Ejiofor a inscrit six de ses 25 points en prolongation, assurant la 10e victoire consécutive de Saint-Jean. Avec ce succès, Rick Pitino dépasse Roy Williams et atteint un total de 904 victoires, se positionnant derrière Mike Krzyzewski (1 202) et Jim Boeheim (1 116) au classement de tous les temps.
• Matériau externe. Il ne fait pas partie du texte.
PR #791, opened 2023-10-22
Add lock setConfiguration util cmd

raman325:
This new util command can be used to set the lock's configuration. We are planning to make this a service call for locks.

@AlCalzone I know Python isn't your thing but take a skim and let me know if anything looks off from what we discussed in https://github.com/zwave-js/certification-backlog/issues/21

### DIFF
--- a/zwave_js_server/const/command_class/lock.py
+++ b/zwave_js_server/const/command_class/lock.py
@@ -5,8 +5,11 @@ Includes Door Lock and Lock CCs.
 """
 from __future__ import annotations
 
+from dataclasses import dataclass, field
 from enum import Enum, IntEnum
+from typing import TypedDict
 
+from ...model.endpoint import Endpoint
 from .. import CommandClass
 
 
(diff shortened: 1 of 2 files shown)


zwave_js_server/util/lock.py
```diff
@@ -144,3 +151,58 @@ async def clear_usercode(node: Node, code_slot: int) -> SetValueResult | None:
...
+                value
+                for value in endpoint.values.values()
+                if value.command_class == CommandClass.DOOR_LOCK
+                and value.property_name == property_name
+            ),
+            None,
+        )
+        if (
+            val := getattr(configuration, attr_name)
+        ) is not None and cached_value is None:
```
MartinHjelmare, line 189: Start with the check of `cached_value` as that will be the fastest. We'll then avoid the `getattr` if the first check is false.

zwave_js_server/const/command_class/lock.py
```diff
@@ -128,3 +131,68 @@ class CodeSlotStatus(IntEnum):
...
+    def to_dict(self) -> DoorLockCCConfigurationSetOptionsDataType:
+        """Convert command options to dict."""
+        data = DoorLockCCConfigurationSetOptionsDataType(
+            operationType=self.operation_type,
+            outsideHandlesCanOpenDoorConfiguration=(
+                self.outside_handles_can_open_door_configuration
+            ),
+            insideHandlesCanOpenDoorConfiguration=(
+                self.inside_handles_can_open_door_configuration
+            ),
```
AlCalzone, line 187: Not 100% sure about this, my python is very rusty.
If `self.outside_handles_can_open_door_configuration` is a tuple, doesn't this result in `outsideHandlesCanOpenDoorConfiguration` being a nested tuple?

AlCalzone (commented):
Seems to match what we discussed

zwave_js_server/const/command_class/lock.py
MartinHjelmare: The parenthesis here is just to be able to write the statement on more than one line.

A tuple with a single item is written like this:

```py
is_tuple = (1, )

```
This is not a tuple:
```py
not_tuple = (1)
```

zwave_js_server/util/lock.py
raman325: but we need to know the `val` in the next check, and we don't want to retrieve it twice right?

MartinHjelmare: Ok

MartinHjelmare (approved):

MartinHjelmare (approved):

PR #801, opened 2023-10-27
Handle reserved thermostat setpoints

raman325:
From the ensuing conversations about https://github.com/home-assistant/core/issues/102637, I think we need fallbacks for these enums so that we can handle these issues gracefully in the core but using some of the existing mechanisms like converting values to enums immediately

### DIFF
--- a/zwave_js_server/const/command_class/thermostat.py
+++ b/zwave_js_server/const/command_class/thermostat.py
@@ -22,6 +22,7 @@ class ThermostatMode(IntEnum):
     """Enum with all (known/used) Z-Wave ThermostatModes."""
 
     # https://github.com/zwave-js/node-zwave-js/blob/master/packages/zwave-js/src/lib/commandclass/ThermostatModeCC.ts#L53-L70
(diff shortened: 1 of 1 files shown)


zwave_js_server/const/command_class/thermostat.py
```diff
@@ -75,6 +89,14 @@ class ThermostatSetpointType(IntEnum):
     AWAY_COOLING = 14
     FULL_POWER = 15
 
+    @classmethod
+    def _missing_(cls: type, value: object) -> ThermostatSetpointType:
+        """Set default enum member if an unknown value is provided."""
+        # Handle reserved values
+        if isinstance(value, int) and 3 <= value <= 6:
```
MartinHjelmare, line 96: What has reserved 3-6?

raman325: It's reserved in the spec, I guess it would be device specific? To kpine's point below, this solution doesn't work, will close and open a new one when ready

Il s’agissait de la deuxième victoire de Pitino contre son fils, Richard, l’entraîneur de Xavier, en l’espace de 17 jours. Lors de leur première rencontre, le Red Storm avait réalisé une impressionnante remontée pour s’imposer 88 à 83. « J’espère que nous ne les affronterons pas dans le tournoi Big East », a déclaré Rick Pitino. « Je pense que mon fils est brillant. Je suis fier de lui. Je déteste franchir une étape contre lui, mais je pars ce soir en disant que mon fils est un sacré entraîneur. … Dire que mon fils est un excellent entraîneur me plaît bien plus que n’importe quel nombre de victoires. »

Rick Pitino affiche désormais un bilan de 5 victoires pour 1 défaite contre Richard. Au total, les pères d’entraîneurs universitaires ont remporté 21 matchs sur 23. « En deux matchs contre eux, il m’a totalement devancé, et leur personnel nous a devancés. Nous n’avons pas pu les protéger. Nous n’avons pas pu les arrêter dans leur attaque. Ils nous ont mis dans de mauvais switchs. Ils ont exécuté », a analysé Rick Pitino, 73 ans. « Tout le mérite revient à Richard, à son équipe, à ses joueurs. Ils nous ont dominés à deux reprises, mais nous avons tout vidé dans les dernières minutes pour repartir avec une victoire. »

Bryce Hopkins a contribué avec 19 points et 9 rebonds pour Saint-Jean (19-5, 12-1 Big East), qui a remporté 15 de ses 17 derniers matchs et se retrouve à égalité avec UConn en tête du classement de la conférence. Dylan Darling a ajouté 16 points en sortant du banc, tandis qu’Ejiofor a également réalisé 7 rebonds et 5 passes décisives, dont une passe décisive pour un dunk d’Oziyah Sellers à 7 secondes de la fin de la prolongation.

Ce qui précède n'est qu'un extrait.